The opening session featured Rector Alojzy Nowak and Dean Katarzyna Kołodziejczyk, followed by Robert Kupiecki of the Polish Ministry of Foreign Affairs, who stressed the importance of defending historical truth in an age when disinformation threatens even the memory of victims.

The first day focused on the legacy of Tadeusz Mazowiecki, the first UN Special Rapporteur on Human Rights in the former Yugoslavia. Edina Bećirević, Konstanty Gebert, Manfred Nowak, and Roman Wieruszewski recalled the courage with which Mazowiecki denounced the crimes committed in Bosnia—naming them for what they were—and his resignation in protest against the international community’s inaction. The session concluded with the presentation of Tadeusz Mazowiecki. Writings and Documents. Reports from Yugoslavia 1992–1995, edited by Wojciech Mazowiecki and Jacek Wojnicki.

The second day opened with a keynote lecture by Manfred Nowak, Austrian jurist and former UN Special Rapporteur on Torture, who had worked with Mazowiecki during his human rights mission in the Balkans. Nowak reminded the audience that even today, thousands of families are still waiting to learn the fate of their missing loved ones.

During the roundtable Preventing Genocide: Where Are We 30 Years After Srebrenica?, scholars and diplomats—including Patrycja Grzebyk, an expert in international law and the ICTY, Florence Hartmann, former ICTY spokesperson and author of key war crimes investigations, Edward Joseph, and Amina Sejfić, a young Bosnian researcher engaged in memory education projects—discussed the limits and possibilities of genocide prevention, stressing the fragility of international mechanisms and the need for sustained political commitment.
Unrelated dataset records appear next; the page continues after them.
PR #1427, opened 2022-07-14
MRVA: Include more info in query history label

shati-patel:
Updates the default query history label for remote items to also include the language and number of repos queried. See internal issue for more details.

- Before: 
 
  image

- After: (Note: old query items still say `xxx on <controller-repo>`, but new ones give the number of repos)

  image

---------

### Comments/questions

- I'm not particularly happy about the different behaviour for older runs (i.e. using the controller repo name vs # repositories), but I couldn't see an obvious way to "backfill" the number of repos for older items 🤔 Happy for any suggestions!
- I've currently added the `(language)` to the end of the "query name" (`%q`) for remote queries. Do we want to make the `(language)` label a separate interpolated "thing" (e.g `%l`) or is this okay? 🔍 If we add it as a new interpolation option, we'd also need to handle it for local queries, which is probably beyond the scope of this PR 😅 

## Checklist

N/A - internal only 🍉 

### DIFF
--- a/extensions/ql-vscode/src/remote-queries/run-remote-query.ts
+++ b/extensions/ql-vscode/src/remote-queries/run-remote-query.ts
@@ -258,18 +258,19 @@ export async function runRemoteQuery(
     });
 
     const actionBranch = getActionBranch();
-    const apiResponses = await runRemoteQueriesApiRequest(credentials, actionBranch, language, repoSelection, owner, repo, base64Pack, dryRun);
+    const apiResponse = await runRemoteQueriesApiRequest(credentials, actionBranch, language, repoSelection, owner, repo, base64Pack, dryRun);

The debate Healing Wounds: Navigating Reconciliation in the Aftermath of Genocide centered on the stories of communities rebuilding after violence. Eva Klonowski, forensic anthropologist who has long worked on the identification of Srebrenica victims, and Małgorzata Wosińska, cultural anthropologist and scholar of memory processes—especially in Rwanda—spoke about the delicate balance between scientific truth, human pain, and the need for reconciliation. Alongside them, Tatjana Đorđević, a longtime Gariwo collaborator, and Denis Džidić shared first-hand perspectives from the field, spanning investigative journalism and public memory.

In collaboration with the Gariwo Foundation, the panel Genocide and the Power of One: Individual Responses to Genocide explored the role of personal choice in the face of injustice and the moral responsibility of individuals in responding to mass atrocities. Speakers included Joshua Evangelista, Gariwo’s Head of Communications, and members of the Warsaw Garden of the Righteous Commission Konstanty Gebert and Józef Wancer.

All sessions were coordinated by Prof. Agnieszka Bieńczyk-Missala, President of the Commission for the Warsaw Garden of the Righteous. The conference concluded with the screening of the documentary Zemlja – The Land That Remembers, directed by Tatjana Đorđević and Joshua Evangelista, portraying the living memory of Srebrenica thirty years later through the voices of those who never stopped seeking the truth.